In an example is the fuel moistening system in a gasification plant configured for moisture-to-fuel ratio data to receive, and capable of, the moisture-fuel ratio in the fuel-moisture mixture.

In An embodiment comprises a method for monitoring the fuel moistening level, the query of a fuel-moisture mixture by light of a first wavelength to a data signal to generate at the first wavelength through the Moisture in a vapor phase along a light transmission path corresponds to light absorbed by the fuel-moisture mixture, to a content of the fuel-moisture mixture of moisture to determine in the vapor phase.

In In another embodiment, the method comprises Query at a second wavelength to determine the presence particulate matter in the fuel-moisture mixture or along the transmission path, for example on a fuel-gas mixture to measure containing chamber. Light of the second wavelength, for example, 633 nm, is preferred by particulate Substances scattered. In yet another embodiment becomes light of a third wavelength, characteristic for an absorption peak of moisture in the liquid phase, to detect and measure the presence of moisture in the liquid phase in the fuel-moisture mixture used.

In In one embodiment, the moisture content can be online monitored in real time in a system such as a gasification plant be to the moisture content of the fuel-moisture mixture to change dynamically as desired.

to Analysis of the detected data may be done by the control and data acquisition system Any suitable method can be used. In one embodiment The method comprises determining the molecular density of moisture in the vapor phase by calculations that the Beer-Lambert's Include law, as discussed below. In another Embodiment, pressure and / or temperature corrections made on the absorption line width and shape calculations.

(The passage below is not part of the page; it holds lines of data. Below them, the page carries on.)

PR #7917, opened 2018-07-17
Use "time zone" instead of "timezone" everywhere

fertapric:
There is a mix of "timezone" and "time zone" in the codebase. For what I read, "time zone" is usually more correct.

In addition, there are some variables and types named `time_zone`, so I think the best option is to go with "time zone".

### DIFF
--- a/lib/elixir/lib/calendar/datetime.ex
+++ b/lib/elixir/lib/calendar/datetime.ex
@@ -17,7 +17,7 @@ defmodule DateTime do
   Such functions expect `t:Calendar.datetime/0` in their typespecs
   (instead of `t:t/0`).
 
-  Developers should avoid creating the DateTime struct directly
+  Developers should avoid creating the `DateTime` struct directly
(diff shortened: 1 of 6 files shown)


lib/elixir/lib/calendar/datetime.ex
```diff
@@ -26,7 +26,7 @@ defmodule DateTime do
   You will notice this module only contains conversion
   functions as well as functions that work on UTC. This
   is because a proper DateTime implementation requires a
-  TimeZone database which currently is not provided as part
+  Time Zone database which currently is not provided as part
```
michalmuskala: I think this should probably just say "time zone". I'm not sure why it was capitalised like that.

fertapric: Agree. Changing it.

fertapric:
I've also added some backticks

michalmuskala:
Thank you! :heart:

A fuel typically has many different molecular species. Table 1 is a list of typical natural gas constituents and their percentages as molecular weight and mole percent. Table 1: Constitutive molecular species of natural gas component formula Mole wt Mole% helium He 4.0026 0 hydrogen H ₂ 2.0159 0 oxygen O ₂ 31.9988 0 argon Ar 39948 0 nitrogen N ₂ 28.0134 0323 carbon dioxide CO ₂ 44.01 0873 Carbon monoxide CO 0106 0 methane CH ₄ 16043 95601 Ethan C ₂ H ₆ 30.0701 2427 propane C ₃ H ₈ 44.0972 0457 i-butane C ₉ H ₁₀ 58.1243 9.40E-02 n-butane C ₉ H ₁₀ 58.1243 9.40E-02 neopentane C ₅ H ₁₂ 72.1514 0.00E + 00 i-pentane C ₅ H ₁₂ 72.1514 3.70E-02 n-pentane C ₅ H ₁₂ 72.1514 2.60E-02 C-6 and heavier C ₆ H ₁₉ 86.1785 6.80E-02

The 6 and 7 show the absorption spectra 150 many of the molecular components contained in fuel, including natural gas, in comparison to vapor-phase moisture spectra. The absorption spectra shown are derived from the HITRAN database (HITRAN, highresolution transmission molecular absorption).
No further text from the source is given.